Colombia presenta un aumento progresivo de la tasa de sucidio en los últimos años, “pasando de 4,5 por cada 100.000 habitantes en 2009 a 5,93 en 2018”, lo que se ha convertido en un verdadero problema de salud pública.

Según los datos del Instituto Nacional de Medicina Legal y Ciencias en su informe ‘Forensis – Datos para la Vida 2018’, el año pasado 2.696 personas se suicidaron en el país. Además, actualmente “el suicidio representa el 10,4 % de las muertes por causa externa y sobrepasa en 2,5% a la tasa establecida para Suramérica que es 7,9%”, y la problemática es mayor en población joven (43,36 %), personas entre 20 a 39 años de edad, en su mayoría hombres (82,34 %).

De igual forma, resulta “preocupante el aumento progresivo de las conductas suicidas en niños, niñas y adolescentes (entre los 5 y 17 años de edad), con una representación del 10,53 % del total de los casos de este acto fatal durante el año 2018”.
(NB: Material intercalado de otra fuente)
PR #92, opened 2019-09-09
Wiki links

niblo:
This does not feature link labels, only the link target. Comments appreciated.


md4c/md4c.h
```diff
@@ -268,6 +273,11 @@ typedef struct MD_SPAN_IMG_DETAIL {
     MD_ATTRIBUTE title;
 } MD_SPAN_IMG_DETAIL;
 
+/* Detailed info for MD_SPAN_WIKILINK. */
+typedef struct MD_SPAN_WIKILINK {
+    MD_ATTRIBUTE target;
+    MD_ATTRIBUTE text;
```
mity: The attribute `text` is IMHO not needed. It should rather be provided via `text()` callback as a normal text flow (and the way you update the renderer implementation suggests it already works that way).

md4c/md4c.c
```diff
@@ -3398,6 +3415,47 @@ md_resolve_links(MD_CTX* ctx, const MD_LINE* lines, int n_lines)
...
+            (next_closer->beg == closer->beg + 1) &&
+            (next_opener->end - next_opener->beg == 1) &&
+            (next_closer->end - next_closer->beg == 1) &&
+            (next_opener->ch == '[' && next_closer->ch == ']'))
+        {
+
+            is_link = md_is_inline_wikilink_spec(ctx, lines, opener->end);
+            if (!is_link) {
+                opener_index = next_index;
+                continue;
```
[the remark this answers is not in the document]
niblo: You are right about that. Will fix.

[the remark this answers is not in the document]
niblo: Although I might add that with the current implementaiton of `md_is_inline_wikilink_spec`, I believe that what you mention is not possible.

md4c/md4c.c
```diff
@@ -2331,6 +2331,23 @@ md_is_inline_link_spec(MD_CTX* ctx, const MD_LINE* lines, int n_lines,
     return ret;
 }
 
+static int
```
mity: I also have a trouble to understand why this function is needed at all. The caller `md_resolve_links()` already gets position of opening `[` and closing `]`. So the rescanning of all the contents between is a work in a vain. And could even cause troubles if you analyze `[[ [[ ]] ]]` because the scanner in this function will stop too early.

md4c/md4c.c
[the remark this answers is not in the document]
mity: Please see my newly added comment about `md_resolve_links()`.

This test has to be done differently. You cannot check just the raw text via the `CH(off)` because that `[` might be escaped or already used.

I believe that we have to check `ctx->marks[]` in neighborhood of the opener and closer mark (not sure right now whether its outer or inner side) whether it is also `[` or `]` mark and whether it is not yet "resolved".

md4c/md4c.c
niblo: I tried to follow the pattern of `md_is_inline_link_spec`. In it, there is a check to make sure that the link target does not span two lines, which is the exact case used for wiki link targets. So, I thought it would be suitable. And also, when support for the wiki link label is added, this function may include further checks, like preventing the label from spanning too many lines.

md2html/md2html.c
```diff
@@ -209,6 +209,7 @@ static const option cmdline_options[] = {
     { "ftables",                     0,  'T', OPTION_ARG_NONE },
     { "fstrikethrough",              0,  'S', OPTION_ARG_NONE },
     { "flatex-math",                 0,  'L', OPTION_ARG_NONE },
+    { "fwiki-links",                 0,  'w', OPTION_ARG_NONE },
```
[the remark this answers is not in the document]
niblo: I will use `'K'` then.

md4c/md4c.c
mity: The (ordinary) link handling is one of the most difficult parts of MD4C. The complexity is to avoid non-linear behavior for crazy malicious inputs. 

That's why there is that craziness with the `md_resolve_links()` at all. Without it it would be simple to DoS it with
```
$ python -c 'N=20000; print("[" * N + "foo" + "]" * N);' | ./md2html
```

I'm afraid your scanning in this function introduces the quadratic complexity with `--fwiki-links` again, and also that it is likely broken anyway because if you feed it with something like

```
[[ foo[[ bar]]
]]
```

Then for the outer `[[...]]` you have the new line there anyway but the scanner only always scans to the 1st `]]`.

md4c/md4c.c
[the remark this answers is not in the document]
niblo: > Please see my newly added comment about `md_resolve_links()`.
> 
> This test has to be done differently. You cannot check just the raw text via the `CH(off)` because that `[` might be escaped or already used.

Can you think of a test case for this? I am trying to come up with something that would fail in a test, but I have no luck. I think that the giant if-statement that does the wiki link detection prevents such a case from happening.

md4c/md4c.c
niblo: > The (ordinary) link handling is one of the most difficult parts of MD4C. The complexity is to avoid non-linear behavior for crazy malicious inputs.
> 
> That's why there is that craziness with the `md_resolve_links()` at all. Without it it would be simple to DoS it with
> 
> ```
> $ python -c 'N=20000; print("[" * N + "foo" + "]" * N);' | ./md2html
> ```

I see.

> I'm afraid your scanning in this function introduces the quadratic complexity with `--fwiki-links` again...

That's unfortunate. I will have another look at it and see if I can do something about it.

> ... and also that it is likely broken anyway because if you feed it with something like
> 
> ```
> [[foo[[bar]]
> ]]
> ```
> 
> Then for the outer `[[...]]` you have the new line there anyway but the scanner only always scans to the 1st `]]`.

This is the output that I get:

```
<p>[[foo<x-wikilink data-target="bar">bar</x-wikilink>
]]</p>
```

But that is what I expect:

- Links (and wiki links) are scanned from inside to out,
- Wiki link target cannot span more than one line

niblo: > ... and also that it is likely broken anyway because if you feed it with something like
> ```
> [[foo[[bar]]
> ]]
> ```
> 
> Then for the outer `[[...]]` you have the new line there anyway but the scanner only always scans to the 1st `]]`.

Excuse me; maybe I was a bit too quick in my previous response. Do you mean that the following should be expected?
 
```
<p><x-wikilink data-target="foo[[bar">foo[[bar</x-wikilink>
]]</p>
```

mity: I think I have a proposal which would fix all of that:

Change the `md_is_inline_wikilink_spec` in the follow way:
1. Make it take `beg` and `end` offsets from the opening/closing `MD_MARK` so we really use the proper marks.
2. Make it scan backwards from `end`. It will come handy later when implementing the pipe case (we can then only scan over the ID, and keep the text without length limit).
3. Make it scan until it reaches `beg` instead of checking for `[[` because there may be nested `[[ ... ]]`.
4. Make it fail if it sees a forbidden char (`'\r'` or `'\n'` - here, it should be fine to use instead of analyzing the `lines[]`).
5. Make it scan at most, say 100 characters, and fail if it does not reach `beg`. (I think we can limit the ID length right?)

And I would also rename the function to `md_is_inline_wikilink_id()`. The `_spec()` for ordinary link is used because it is for the whole link destination + link title pair.

md4c/md4c.c
```diff
@@ -3398,6 +3415,47 @@ md_resolve_links(MD_CTX* ctx, const MD_LINE* lines, int n_lines)
...
+            if (!is_link) {
+                opener_index = next_index;
+                continue;
+            }
+
+            opener->beg = next_opener->beg;
+            closer->end = next_closer->end;
+
+            /* This does not seem to do much: */
+            /* next_opener->ch = 'D'; */
```
niblo: Do you have some comment on this? There is something that I'm not understanding. I was expecting the wiki link detection not to work without it, but it does work.

md4c/md4c.c
mity: > Excuse me; maybe I was a bit too quick in my previous response. Do you mean that the following should be expected?

Not necessarily. 

> But that is what I expect...

Maybe I constructed bad input exaple. 

The culprit of my message is that `md_resolve_links()` is called for each pair of `[` and `]` (following the nesting logic that inside you may get only balanced pairs), but your scanner will stop on the first `]]` so it has **a different logic** and does not necessarily scans whole `[[...]]` range as analyzed in the `md_resolve_links()`.

md4c/md4c.c
mity: I believed it is needed for some obscure inputs like `[[foo]](bar)`, thinking it goes roughly as follows:

1. `md_analyze_links()` is called for the inner `[...]` first. 
2. You check whether it is enclosed in another `[...]`. It is -> hence you resolve as a wikilink.
3. Then `md_analyze_links()` is called for the outer `[...]`.
4. It sees it makes an inline links (with the `bar` as its destination). The link demolishes everything detected inside of it and then analyzes its text as sort of a standalone paragraph from scratch, killing the previous wiki-link detection.

Clearly, there is something else what makes it all play differently. Maybe I overlooked/forgot something... Needs more analysis.

md4c/md4c.c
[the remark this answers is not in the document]
mity: > Can you think of a test case for this?

Took me a while but yes:
```
$ printf '[[ ![foo\]](url) \n]]' | ./md2html/md2html.exe --fwiki-links
<p><x-wikilink data-target=" ![foo]](url)
"> <img src="url" alt="foo]">
</x-wikilink></p>
```

The trick is to use image because image can be nested in a link while link a link cannot be nested. Here your scanner stops on `\\]]` which makes no sense at all. And its real end is on the next line.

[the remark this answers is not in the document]
mity: Well, thinking more about it, it is sort of the same objection as the `md_is_inline_wikilink_spec()` inconsistency. Another counter-example is this:

```
[[`]]`
]]
```

I.e. hiding the false `]]` into a code span as a trap for the `md_is_inline_wikilink_spec()`.

md4c/md4c.c
niblo: > I think I have a proposal which would fix all of that:
> 
> Change the `md_is_inline_wikilink_spec` in the follow way:
> 
>     1. Make it take `beg` and `end` offsets from the opening/closing `MD_MARK` so we really use the proper marks.
> 
>     2. Make it scan backwards from `end`. It will come handy later when implementing the pipe case (we can then only scan over the ID, and keep the text without length limit).
> 
>     3. Make it scan until it reaches `beg` instead of checking for `[[` because there may be nested `[[ ... ]]`.
> 
>     4. Make it fail if it sees a forbidden char (`'\r'` or `'\n'` - here, it should be fine to use instead of analyzing the `lines[]`).
> 
>     5. Make it scan at most, say 100 characters, and fail if it does not reach `beg`. (I think we can limit the ID length right?)
> 
> 
> And I would also rename the function to `md_is_inline_wikilink_id()`. The `_spec()` for ordinary link is used because it is for the whole link destination + link title pair.

I did this; the result is much simpler. Thanks for the good advice.

md4c/md4c.c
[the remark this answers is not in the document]
niblo: With the re-implementation `md_is_inline_wikilink_id`, I get the following from your first test case here:

```
<p>[[ <img src="url" alt="foo]">
]]</p>
```

That looks right, doesn't it? And the second:

```
<p>[[<code>]]</code>
]]</p>
```

Do you think they should be included as test cases?

md4c/md4c.c
mity: Seems to fix my counter-examples from above so seems to be on the right track now.

md4c/md4c.c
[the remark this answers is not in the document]
mity: Probably no.

mity:
Seems good to me now so far. Do you plan to continue to work in the foreseeable future in this PR?

(It would be simpler for me, as such a feature deserves proper testing, including some fuzzing over-night so I would wait with that until you consider it complete to do it just once.)

niblo:
> Seems good to me now so far. Do you plan to continue to work in the foreseeable future in this PR?

I will continue with adding support for the label part of the wiki link during the week. The goal is to complete the wiki link feature, with proper support for labels.

test/wiki-links.txt
```diff
@@ -37,3 +37,48 @@ Wiki links are prioritized over regular links.
...
+.
+<p>[<a href="/url">foo</a></p>
+````````````````````````````````
+
+Escaping the opening `[`, we should get a normal link.
+
+```````````````````````````````` example
+\[[foo]]
+.
+<p>[<a href="/url">foo</a>]</p>
```
niblo: By the way, here is a failing test case. I'm not sure what should be the proper behavior here. I was hoping you had some input.

mity:
Ok. I would then fuzz-test it together when it is done. 

It takes AFL on my machine many hours to cover all the code paths and it is almost unusable for anything else in the mean time. Hopefully will qualify to https://github.com/google/oss-fuzz one day but until then...

test/wiki-links.txt
mity: That `[foo]` inside is not a link because it has no link destination and there is no corresponding link reference definition, so it renders correcly to `<p>[[foo]]</p>`.

If I add the definition:
```
[foo]: /url

\[[foo]]
```

then it outputs what you expect.

md4c/md4c.c
mity: I think the link nesting rules save it here. CommonMark specifies the links cannot be nested in each other (and if they are, only the innermost is really a link). This is handled in `md_analyze_links()` with this piece of code:

``` C
        /* If nested ("[ [ ] ]"), we need to make sure that:
         *   - The outer does not end inside of (...) belonging to the inner.
         *   - The outer cannot be link if the inner is link (i.e. not image).
         *
         * (Note we here analyze from inner to outer as the marks are ordered
         * by closer->beg.)
         */
        if((opener->beg < last_link_beg  &&  closer->end < last_link_end)  ||
           (opener->beg < last_img_beg  &&  closer->end < last_img_end)  ||
           (opener->beg < last_link_end  &&  opener->ch == '['))
        {
            opener_index = next_index;
            continue;
        }
```

Therefore the outer ones are not really considered.

mity: But it is a different story with an image:
```
![[foo]](url)
```
translates into
```
<p><img src="url" alt="[foo]"></p>
```

Here the reason is that when handling the inner pair in `md_analyze_links()`, the `next_opener` points `MD_MARK` describing the image opener `![` and it has `next_opener->ch == '!'` therefore the big `if` for the wiki-link detection fails.

The question is what precedence rules we ant to here.

Anyway, I would remove those two lines, even if we decode to change the precedence to prefer wiki-link here, it would have to be done differently.

md4c/md4c.c
```diff
@@ -3497,6 +3535,74 @@ md_resolve_links(MD_CTX* ctx, const MD_LINE* lines, int n_lines)
...
+
+    /* No content; ignore. */
+    if (opener->end == closer->beg)
+        goto not_found;
+
+    while(delim_index < closer_index) {
+
+        /* The wiki link is ignored if the `|` delimiter is used, but without a
+         * label. TODO Unsure if this is the desired behavior. How about
+         * removing the `|` from the output instead, and keeping the link? */
```
mity: In general, I would follow what other important wiki implementations (wikipedia?) usually do.

md4c/md4c.c
```diff
@@ -3497,6 +3535,74 @@ md_resolve_links(MD_CTX* ctx, const MD_LINE* lines, int n_lines)
...
+         * a target. */
+
+        if(delim->ch == '|' && (delim->end == closer->beg || delim->beg == opener->end)) {
+            goto not_found;
+        } else if(delim->ch == '|') {
+            opener->end = delim->beg;
+            break;
+        }
+
+        delim_index++;
```
mity: This scanning for the `|` likely opens the gates to quadratic behavior for `[[[[[[[[foo|bar]]]]]]]]....`.

md4c/md4c.c
```diff
@@ -3497,6 +3535,74 @@ md_resolve_links(MD_CTX* ctx, const MD_LINE* lines, int n_lines)
     return 0;
 }
 
+static int
```
mity: I have some trouble understanding why this big function is needed. Even if it is needed it has some issues I commented in its body.

Generally, I assumed we can still scan only backwards from the `]]` as before. The only novelty would be that when we reach a `|`, we use it as a beginning of the ID from that point (the closing `MD_MARK` would be expanded to hide it from normal text flow), and that's it.

Also note we then do not have to collect `|` marks beforehand for wiki-links: We reach that char by the scanning over the ID anyway, so it would simply the logic quite a lot.

md4c/md4c.c
```diff
@@ -3497,6 +3535,74 @@ md_resolve_links(MD_CTX* ctx, const MD_LINE* lines, int n_lines)
...
+        delim_index++;
+        delim = &ctx->marks[delim_index];
+    }
+
+    OFF off = closer->end;
+    int count = 0;
+    int newlines = 0;
+    int has_label = (opener->end - opener->beg > 2);
+
+    /* Check for newlines. */
```
mity: I do not see a point in this at all. The block parsing (the1 st parsing big step) already guarantees we do not try to match `[[` with `]]` across blocks (i.e. there is no blank line for example), and I do not see a principal reason why 
```
[[a long text
over multiple
lines|ID]]
```
should be rejected.

So imho we can still happily only scan over the ID part.

Also your approach would not be reliable:
1. `"\r\n"` is considered one new line digraph in Markdown.
2. Once you do not simply fail when reaching a new line, you can happily scan over contents which does not belong to the block contents like block decorations or indentation, breaking the logic with the text length limit.

    Consider e.g. a multi-line wiki-link used in a nested blockquote:
    ```
    > > > > [[foo
    > > > > bar|id]
    ```

md4c/md4c.c
niblo: > Generally, I assumed we can still scan only backwards from the `]]` as before. The only novelty would be that when we reach a `|`, we use it as a beginning of the ID from that point (the closing `MD_MARK` would be expanded to hide it from normal text flow), and that's it.

The *closing* mark? Don't you mean the opening mark?

> Also note we then do not have to collect `|` marks beforehand for wiki-links: We reach that char by the scanning over the ID anyway, so it would simply the logic quite a lot.

That would be neat.

mity: > The closing mark? Don't you mean the opening mark?

`[[text|id]]`... I.e. the closer mark would be expanded back to cover not only `]]` but whole `|id]]`.

niblo: Aha, then it would be so, if not for the fact that the wiki link structure is the other way around: `[[id|text]]`.

mity: Oops. Mea culpa. So I got it whole wrong and we also need scanning forward from the opener, not backward. Whatever. Does not change the principle.

niblo: > > Also note we then do not have to collect `|` marks beforehand for wiki-links: We reach that char by the scanning over the ID anyway, so it would simply the logic quite a lot.

Can I get the `MD_MARK` for the `|` by way of it's position in the text somehow?

niblo: The `|` can be escaped inside the wiki link, so that has to be accounted for. Any pointers?

mity: > Can I get the `MD_MARK` for the `|` by way of it's position in the text somehow?

There is no infrastructure for it and it would be better to avoid such need. 

Even doing some binary search would be complicated because although the marks are originally ordered by their natural positions, during the resolving they may be played with and that breaks that property (e.g. they may be collapsed to a zero-length, expanded, there are the dummy marks which actually are only containers for other data so their `beg` and `end` members are misused for other purposes etc.

> The `|` can be escaped inside the wiki link, so that has to be accounted for. Any pointers?

I would likely ignore the marks for that purpose here altogether, it would make it just too complicated. I would simply count the number of `\` just before the pipe (ideally on the fly during the scanning we already do). If it is an odd number, it is escaped.

niblo: Do you have any handy tips on marking the `|` as resolved?

niblo: The `|` is still appearing in the output, so I assume I must mark it as resolved somehow. Is there a suitable way to do that in this context, or is there something else I should do?

mity: Ouch. A weak spot in my consideration. 

I have an idea, but I am not sure whether it would really work (I do not have all the stuff in my head any more), so take the following with a little bit of salt.

`md_collect_marks()` already places a dummy `MD_MARK` after every `[` because if it gets later resolves as a link we need a space for storing some data.

But if I remember correctly, it is not used at all unless the link is eventually resolved (if it happens at all). So technically we could store some data there which could later be retrieved in the order to get the index of the `|` mark in the `ctx->marks[]`.

I.e. something like this:
1. Make `md_collect_marks()` alweas remember the index of last such dummy after the most recent `[`.
2. When `md_collect_marks()` encounters `|` and it constructs its corresponding `MD_MARK`, we could store its index in the remembered dummy mark (if it is not already set because we want only to register the 1st such pipe).
3. When you are resolving the `[[...]]`, you should be able to dig it from there and verify whether it is between the `[[` and `]]` (and not somewhere later).

It could then also be used for the escaped pipe detection because `md_collect_marks()` escapes escaped characters and does not create `MD_MARK` for escaped chars at all.

mity: > The `|` is still appearing in the output, so I assume I must mark it as resolved somehow. Is there a suitable way to do that in this context, or is there something else I should do?

Uff? You may hide it be expanding the opening `[[` to cover not just the ID but also the pipe char.

But we likely still need to do something with the mark in order to hide it from a table cell handling. But not resolving (resolving means, the `md_process_inlines()` would make a stop there to consider calling `enter_span()/leave_span()` callback). I would change it to dummy instead.

mity: I have just realized the above suggestion wouldn't work. We do not have any guaranty the pipe has to belong to the most recent `[`.

Counter-example is this:
```
[[[id_in_brackets]|text]
```

niblo: To sum up, the initial attempt at label handling works, but the following has not been considered:

- possible quadratic behavior (although I cant find this)
- leading quote block marks are counted in the wiki link content limit

Also, you think that there should not be a limit on how many lines the label may span, and I agree with this.

For counting the number of leading characters that make up the block quote, I found some interesting code in the beginning of `md_analyze_line`. Do you think it would be suitable for use here?

And, do you still think the wiki link routine should be inlined in `md_resolve_links`, or could it be contained in its own function?

niblo: Continuing from where I left off, it looks like `total_indent` as used in `md_analyze_line` has exactly the information that is needed here.

niblo: One solution is to hand over `total_indent` to the `MD_LINE` that is created in `md_add_line_into_current_block`, but that would mean one more member to `MD_LINE`/`MD_LINE_tag`.

mity: > For counting the number of leading characters that make up the block quote, I found some interesting code in the beginning of md_analyze_line. Do you think it would be suitable for use here?
> ...
> Continuing from where I left off, it looks like `total_indent` as used in `md_analyze_line` has exactly the information that is needed here.

No way. This would break everything and it would make the complexity problem worse.

1. It is the main part for detecting starts and ends of blocks, determining their type from line prefix/indentation. The problem is it cannot be reasonably used anywhere else because it inputs needs the type of previous line and also it iterates over arbitrary amount of characters and there is no limit on line length. Would we call it since beginning of document until we reach the line we are interested in? I cannot imagine that.

2. The function `md_analyze_line()` is super expensive. It scans over every char in the line.

It's worse then scanning some part of it manually. If we would hypothetically call `md_analyze_line()` just once per a wiki-link, we have a qudrattic behavior if you please big number of wiki-links to a single enormously long line.

3. Also there are special cases where it would fail horribly, e.g. when nested in something what looks like a link or image:
```
![  [[wiki]] ](/img/url)
```
because in those cases, we artificially create vector of `MD_LINE`s for contents of the image and process its contents partially as a standalone paragraph.

> One solution is to hand over `total_indent` to the `MD_LINE`.

1. It would extremely complicate things e.g. for the image nesting as above or for tables, as there we artificially construct `MD_LINE` too for each table cell.

2. This is the most critical structure for memory overhead of MD4C. We construct a vector of blocks and all their `MD_LINE`s per whole document before the inline processing. So 3 integers instead of 2 in this struct is a big change. I certainly won't do anything like that with a light heart.

mity: > * possible quadratic behavior (although I cant find this)

I spent some thinking about it.

Maybe it is not there, at least if the iterating over `MD_MARK`s is done very carefully: If the ID length has a limit (say 100 characters), then it also limits the number of potential `MD_MARK` we have to iterate in order to find the pipe: If we reach any (non-dummy) `MD_MARK` which has `MD_MARK::beg > opener.end + 100`, we know there is no such pipe mark.

We must be careful to now allow iteration over arbitrary (unlimited) stuff. But if we can guarantee it has a (reasonable) limit, it should be ok.

(But sorry, I don't have time today to dig in the code today to verify whether it works that way already. Busy with other things.)

niblo: I didn't mean to make a call to `md_analyze_line`. What I meant was that `total_indent` could be saved in the `MD_LINE_ANALYSIS` struct, and then handed/copied over to the `MD_LINE` struct in `md_add_line_into_current_block`. That way, in `md_resolve_links`, because we have access to the line(s), we would have access to the `total_indent` value.

mity:
@niblo Sorry for the long delay. Solving some real-life stuff. 
I hope to get to it again during the week-end.

niblo:
Sounds good.

mity:
Fuzz testing has found many crash(es) in this branch, but likely they are all exhibitions of the same bug (multiple randomly chosen crash with the same backtrace). 

Looks to me that there its some interference of code for tables and for wiki-links as it crashes only with `--ftables`. It even does not need `--fwiki-links` but the crash does not happen on master branch.

I'll try to minimize and textize the crashing input (it has tens of kB of ugly binary stuff) before posting it here.

mity:
Minimized one of the crash inputs into this:

```
[f]: &#ffff;

x|x
---|---
[foo|x]

x|x
---|---
[foo|x]
```

md4c/md4c.c
```diff
@@ -3236,8 +3238,8 @@ md_collect_marks(MD_CTX* ctx, const MD_LINE* lines, int n_lines, int table_mode)
                 continue;
             }
 
-            /* A potential table cell boundary. */
-            if(table_mode  &&  ch == _T('|')) {
+            /* A potential table cell boundary or wiki link label delimiter. */
+            if((table_mode || ctx->parser.flags & MD_FLAG_WIKILINKS) && ch == _T('|')) {
```
mity: Noticed this issue in the code: Bit operator `&` has higher priority then `||` so the part of the condition in the brackets is equivalent to `(table_mode | flags) & WIKILINKS`. It should be `table_mode | (flags & WIKILINKS)`.

mity: Sorry. Not true, it's `==` which usually makes troubles. But I would prefer if you add the parenthesis there anyway, please.

niblo:
Thanks for the feedback. I will try to have a look at it this weekend.

md4c/md4c.c
```diff
@@ -3872,14 +3968,6 @@ md_analyze_inlines(MD_CTX* ctx, const MD_LINE* lines, int n_lines, int table_mod
         return ret;
     }
 
-    /* (3) Links. */
-    md_analyze_marks(ctx, lines, n_lines, 0, ctx->n_marks, _T("[]!"));
-    MD_CHECK(md_resolve_links(ctx, lines, n_lines));
-    BRACKET_OPENERS.head = -1;
-    BRACKET_OPENERS.tail = -1;
-    ctx->unresolved_link_head = -1;
-    ctx->unresolved_link_tail = -1;
```
niblo: It seems like the issue goes away if I revert this, so that links are analyzed before tables.

niblo: My mistake. It's still there, but the crash/bad output does not happen all the time, and I did not run md2html with the bad input enough times.

niblo: No, wait. It actually fixes the issue. I was jumping back and forth between branches. What I meant was: If the links analysis is moved to *after* the table analysis, it fixes the issue. So I will attempt to dig a bit deeper into this. Sorry for the confusion.

niblo: Update: Analyzing links before tables produces the same crash on the master branch too.

@mity: Can you tell if I did something stupid when moving the link analysis to occur before the table analysis? That would be in `md_analyze_inlines`.

niblo: As a sidenote, I seem to have found a related issue. This is on the master branch with no changes on top.

----
```
[a]: xyz

[abc]
```
```
<p><a href="xyz">abc</a></p>
```
----
```
[abc]: xyz

[a]
```
```
<p><a href="xyz">a</a></p>
```
----
```
[abc]: ijk
[a]: xyz

[a]
```
```
<p><a href="xyz">a</a></p>
```
----
```
[abb]: ijk
[a]: xyz

[a]
```
```
<p><a href="ijk">a</a></p>
```
----
```
[a]: ijk
[abc]: xyz

[abc]
```
```
<p><a href="xyz">abc</a></p>
```
----
```
[a]: ijk
[abb]: xyz

[abb]
```
```
<p><a href="ijk">abb</a></p>
```

mity: > It seems like the issue goes away if I revert this, so that links are analyzed before tables. Will dig a bit deeper into this...

Interesting.

> As a sidenote, I seem to have found a related issue. This is on the master branch with no changes on top.

Good catch. Will take a look at it.

mity: I have fixed the link label comparison in master. With that applied, you need another an updated test-case for the crash. This "works" for me:

```
[a|b]: /url

x|x
---|---
[a|b]
```

niblo: Another clue: the body of `if (is_link)` in `md_resolve_links` is executed twice when the crash/bad output appears, but only once when it runs without errors.

niblo: Another clue: in `md_process_table_row`, `n` is at some point 0 when md2html is called with the crashing input. This may result in `malloc` returning NULL (which is considered), but it may also result in an address that should not be dereferenced, according to my understanding. The latter case is not taken into consideration it seems.

mity: Playing in debugger with it a little bit.

I can see that with this input
```
[a|b]: /url

x|x
---|---
`a|b`
```

`md_is_table_row()` returns `FALSE` for the last line. That is fine because the pipe is hidden inside the code span.

But if it is the link as in
```
[a|b]: /url

x|x
---|---
[a|b]
```

then `md_is_table_row()` returns `TRUE`. That is wrong. Maybe this comes from some processing of the link contents because unlike for code spans, links may contain nested inline syntax elements so their contents is recursively re-analyzed from `md_resolve_links()` similarly as a normal paragraph. But that's just pure speculation at this moment.

Anyway, disabling this link contents processing when called in the context of `md_is_table_row()` is imho desirable even if it would not cause the issue: it is clearly an unneeded work. In this context we just need to see whether there is any pipe which marks cell boundary; i.e. any pipe which is _not_ inside any code span or link or anything else with higher priority.

mity: Just seeing your two most recent comments. I would say those are quite likely just consequences of `md_is_table_row()` getting bad answer in the 1st place.

niblo: I am not sure if I understand correctly, but I tested disabling the link analyzing and resolving in `md_analyze_inline` when it is called from `md_is_table_row`, but it does not solve the issue.

mity: I see, maybe the culprit is elsewhere in `md_is_table_row()`. But it indeed **should** return `FALSE`. The pipe is inside the link body, links have higher priority and therefore it is not usable as a table cell boundary.

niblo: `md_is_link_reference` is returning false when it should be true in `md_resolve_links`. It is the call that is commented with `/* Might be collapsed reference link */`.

En el mundo, la situación es también muy inquietante, con un promedio de 800 mil suicidios anuales, lo que representa una muerte cada 40 segundos, precisa la Organización Mundial de la Salud (OMS) en su informe ‘Prevención del suicidio, un imperativo global’, en donde se resalta también que hoy el suicidio es “la segunda causa principal de muerte entre personas de 15 a 29 años de edad”.

A esto se suma otra inquietante realidad, y es la de los intentos de suicidio, y que se deben tener en cuenta, porque “se presentan veinte veces más que los consumados y son una verdadera señal de alerta, dicen los expertos.

Así las cosas, este 10 de septiembre, Día Mundial de Prevención del Sucidio, se abren espacios de reflexión y de concientización frente a este tema, para ver que hay mucho por hacer en materia de prevención y que más de una persona está necesitando en este momento una mano amiga, a alguien que lo escuche y que lo aconseje.

Desafortunadamente, en muchos casos, hasta a los propios médicos les da temor de preguntarle al paciente en la consulta si ha pensado en suicidarse, pues creen que podrían sugerirle esa idea y facilitar un desenlace fatal; lo mismo pasa en las familias, en el trabajo y en otros círculos sociales, y lo que al final sucede es que la persona termina sintiéndose sola y abandonada.

“Nosotros como psiquiatras sabemos perfectamente que preguntarle a la gente sobre las ideas de suicidio, disminuye el riesgo y es terapéutico, si se lleva a cabo adecuadamente y se brindan las oportunidades de ayuda”, explica el doctor José Manuel Santacruz Escudero, médico psiquiatra, miembro de la Junta Directiva de la Asociación Colombiana de Psiquiatría.

Por eso mismo, la Asociación Colombiana de Psiquiatría presenta este 10 de septiembre su campaña #PrevenirEsPreguntar y que tiene como uno de sus objetivos derribar algunos mitos y romper algunos paradigmas como aquello de que hablar o preguntar sobre el suicidio va a generar la idea en las personas; perdiendo la oportunidad de que quienes piensan en el tema o ya han intentado suicidarse comprendan que alguien se preocupa por ellas, que es necesario buscar ayuda y que pueden obtenerla.

Cada vez vemos más casos de suicidio e intento de suicidio; esto ya no es algo que afecta a ciertas poblaciones, sino a cualquiera e independientemente de la edad, es decir, niños, adultos, personas mayores, y es el reflejo de algunos problemas de la salud mental del país. Por eso nace la campaña, porque uno de los puntos fundamentales como Asociación es para nosotros trabajar para disminuir las tasas de suicidio”, señala el doctor Santacruz.

En su concepto, claramente no es un asunto fácil y toca ser muy cuidadosos, para obtener los resultados deseados, “un exceso de precaución puede llevar a no hablar del tema”.

La idea es que padres, amigos y compañeros entiendan que ‘hay preguntas que salvan vidas’ y ‘tú puedes hacerlas’, lo que implica perder el miedo a hablar o a preguntar si ven cambios en el comportamiento de un hijo o hija, hermano o hermana, padre o madre, vecino o vecina, amigo o amiga, compañero o compañera de trabajo o de estudio, para promover un diálogo abierto y fundamentalmente para brindar y buscar ayuda, acompañamiento y apoyo. Esto, porque #PrevenirEsPreguntar.

Al respecto, el Ministerio de Salud y Protección Social, indica que, definitivamente, “uno de los factores de tipo social que es protector de la conducta suicida lo constituye la red de apoyo social cercana conformada por la familia, amigos cercanos y en algunos casos compañeros de estudio y trabajo, quienes pueden brindar escucha, apoyo emocional, consejo y acompañamiento a sus seres queridos en situaciones de crisis”.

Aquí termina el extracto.